(Saved entries)
%%
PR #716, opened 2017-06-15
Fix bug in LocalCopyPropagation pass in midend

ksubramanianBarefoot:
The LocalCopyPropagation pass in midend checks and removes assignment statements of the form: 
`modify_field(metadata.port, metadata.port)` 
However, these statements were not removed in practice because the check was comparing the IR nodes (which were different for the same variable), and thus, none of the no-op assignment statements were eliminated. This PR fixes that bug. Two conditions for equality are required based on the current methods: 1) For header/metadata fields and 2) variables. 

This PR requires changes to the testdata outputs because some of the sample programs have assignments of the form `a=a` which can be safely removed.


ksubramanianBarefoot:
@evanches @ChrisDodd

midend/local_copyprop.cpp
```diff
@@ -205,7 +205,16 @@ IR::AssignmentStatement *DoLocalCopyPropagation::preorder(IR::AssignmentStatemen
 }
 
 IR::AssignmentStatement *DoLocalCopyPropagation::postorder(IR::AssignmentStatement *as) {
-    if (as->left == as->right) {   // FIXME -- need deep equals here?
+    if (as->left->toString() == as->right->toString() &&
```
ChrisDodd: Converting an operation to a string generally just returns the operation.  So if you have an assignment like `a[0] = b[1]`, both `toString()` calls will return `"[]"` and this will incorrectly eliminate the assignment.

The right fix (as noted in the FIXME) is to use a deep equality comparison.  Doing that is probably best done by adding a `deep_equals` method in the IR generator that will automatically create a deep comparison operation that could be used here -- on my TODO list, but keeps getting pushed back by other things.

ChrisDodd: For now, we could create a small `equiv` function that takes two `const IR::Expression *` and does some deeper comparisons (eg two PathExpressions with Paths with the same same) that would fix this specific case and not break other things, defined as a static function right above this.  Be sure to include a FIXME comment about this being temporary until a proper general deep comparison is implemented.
%%
%%
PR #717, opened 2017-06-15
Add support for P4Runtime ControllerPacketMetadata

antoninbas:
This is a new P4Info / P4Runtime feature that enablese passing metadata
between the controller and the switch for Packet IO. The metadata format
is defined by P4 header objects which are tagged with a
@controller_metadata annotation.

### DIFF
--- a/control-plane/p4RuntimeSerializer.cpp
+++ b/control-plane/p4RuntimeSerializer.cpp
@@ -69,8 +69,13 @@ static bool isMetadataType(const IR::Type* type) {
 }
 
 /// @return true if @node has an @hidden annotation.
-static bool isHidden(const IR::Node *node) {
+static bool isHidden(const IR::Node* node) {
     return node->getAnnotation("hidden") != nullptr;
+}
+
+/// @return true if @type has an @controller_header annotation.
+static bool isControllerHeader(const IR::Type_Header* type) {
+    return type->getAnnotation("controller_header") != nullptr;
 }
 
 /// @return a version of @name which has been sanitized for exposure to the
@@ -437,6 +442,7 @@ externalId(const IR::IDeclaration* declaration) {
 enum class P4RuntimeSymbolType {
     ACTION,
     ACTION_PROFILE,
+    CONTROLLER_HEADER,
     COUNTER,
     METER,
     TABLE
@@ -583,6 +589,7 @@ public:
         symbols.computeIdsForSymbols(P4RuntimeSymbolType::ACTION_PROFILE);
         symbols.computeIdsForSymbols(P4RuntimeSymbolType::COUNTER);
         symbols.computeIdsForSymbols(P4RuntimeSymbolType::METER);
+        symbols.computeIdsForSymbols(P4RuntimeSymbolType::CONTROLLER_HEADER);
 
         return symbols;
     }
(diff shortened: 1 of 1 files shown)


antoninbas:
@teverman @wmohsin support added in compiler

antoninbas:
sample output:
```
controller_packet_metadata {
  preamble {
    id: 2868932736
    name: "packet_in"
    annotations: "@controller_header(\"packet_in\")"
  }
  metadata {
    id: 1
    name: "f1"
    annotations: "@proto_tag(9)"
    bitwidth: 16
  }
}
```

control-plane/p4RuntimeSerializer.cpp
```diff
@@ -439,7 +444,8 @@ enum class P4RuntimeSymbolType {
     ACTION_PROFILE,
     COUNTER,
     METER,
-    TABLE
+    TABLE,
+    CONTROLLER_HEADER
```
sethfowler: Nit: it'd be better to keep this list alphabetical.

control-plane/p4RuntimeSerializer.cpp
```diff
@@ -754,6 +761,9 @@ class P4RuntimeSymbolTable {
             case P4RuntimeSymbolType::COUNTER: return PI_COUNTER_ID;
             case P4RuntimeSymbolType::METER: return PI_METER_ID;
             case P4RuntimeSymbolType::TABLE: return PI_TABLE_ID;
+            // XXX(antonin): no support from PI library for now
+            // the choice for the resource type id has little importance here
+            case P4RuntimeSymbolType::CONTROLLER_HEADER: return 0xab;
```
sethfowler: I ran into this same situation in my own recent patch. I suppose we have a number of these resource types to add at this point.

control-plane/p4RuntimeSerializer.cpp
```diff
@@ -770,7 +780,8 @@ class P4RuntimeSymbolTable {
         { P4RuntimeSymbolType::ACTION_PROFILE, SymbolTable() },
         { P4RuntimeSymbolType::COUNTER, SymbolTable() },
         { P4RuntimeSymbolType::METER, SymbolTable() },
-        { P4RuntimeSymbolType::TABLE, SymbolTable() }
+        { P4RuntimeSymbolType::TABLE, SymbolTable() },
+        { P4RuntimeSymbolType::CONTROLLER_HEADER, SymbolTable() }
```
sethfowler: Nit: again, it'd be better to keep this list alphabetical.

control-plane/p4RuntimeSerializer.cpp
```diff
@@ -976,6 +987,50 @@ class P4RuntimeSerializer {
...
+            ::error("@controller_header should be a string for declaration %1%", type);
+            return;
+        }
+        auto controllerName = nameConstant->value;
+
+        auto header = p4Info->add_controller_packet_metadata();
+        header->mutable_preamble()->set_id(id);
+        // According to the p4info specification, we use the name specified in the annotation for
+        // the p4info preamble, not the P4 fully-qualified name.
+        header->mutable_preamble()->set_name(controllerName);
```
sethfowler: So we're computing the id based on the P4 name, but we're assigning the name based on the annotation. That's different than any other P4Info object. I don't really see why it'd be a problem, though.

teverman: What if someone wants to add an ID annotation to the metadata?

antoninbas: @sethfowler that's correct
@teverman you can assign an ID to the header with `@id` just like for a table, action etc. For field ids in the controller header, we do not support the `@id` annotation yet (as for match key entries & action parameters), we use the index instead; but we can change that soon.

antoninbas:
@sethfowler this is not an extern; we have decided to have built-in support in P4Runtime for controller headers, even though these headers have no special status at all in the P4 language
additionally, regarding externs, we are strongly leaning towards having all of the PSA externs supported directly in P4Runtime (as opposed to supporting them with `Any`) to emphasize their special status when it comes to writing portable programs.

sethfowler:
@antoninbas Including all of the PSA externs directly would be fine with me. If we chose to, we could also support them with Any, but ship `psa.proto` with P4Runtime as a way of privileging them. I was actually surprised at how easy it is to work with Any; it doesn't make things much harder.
%%
ASSIGNMENT: For this exercise, output exactly the lines above from the line with "PR #716, opened 2017-06-15" to the line with "The right fix", counting both, and leave out the rest.

OUTPUT BELOW:
PR #716, opened 2017-06-15
Fix bug in LocalCopyPropagation pass in midend

ksubramanianBarefoot:
The LocalCopyPropagation pass in midend checks and removes assignment statements of the form: 
`modify_field(metadata.port, metadata.port)` 
However, these statements were not removed in practice because the check was comparing the IR nodes (which were different for the same variable), and thus, none of the no-op assignment statements were eliminated. This PR fixes that bug. Two conditions for equality are required based on the current methods: 1) For header/metadata fields and 2) variables. 

This PR requires changes to the testdata outputs because some of the sample programs have assignments of the form `a=a` which can be safely removed.


ksubramanianBarefoot:
@evanches @ChrisDodd

midend/local_copyprop.cpp
```diff
@@ -205,7 +205,16 @@ IR::AssignmentStatement *DoLocalCopyPropagation::preorder(IR::AssignmentStatemen
 }
 
 IR::AssignmentStatement *DoLocalCopyPropagation::postorder(IR::AssignmentStatement *as) {
-    if (as->left == as->right) {   // FIXME -- need deep equals here?
+    if (as->left->toString() == as->right->toString() &&
```
ChrisDodd: Converting an operation to a string generally just returns the operation.  So if you have an assignment like `a[0] = b[1]`, both `toString()` calls will return `"[]"` and this will incorrectly eliminate the assignment.

The right fix (as noted in the FIXME) is to use a deep equality comparison.  Doing that is probably best done by adding a `deep_equals` method in the IR generator that will automatically create a deep comparison operation that could be used here -- on my TODO list, but keeps getting pushed back by other things.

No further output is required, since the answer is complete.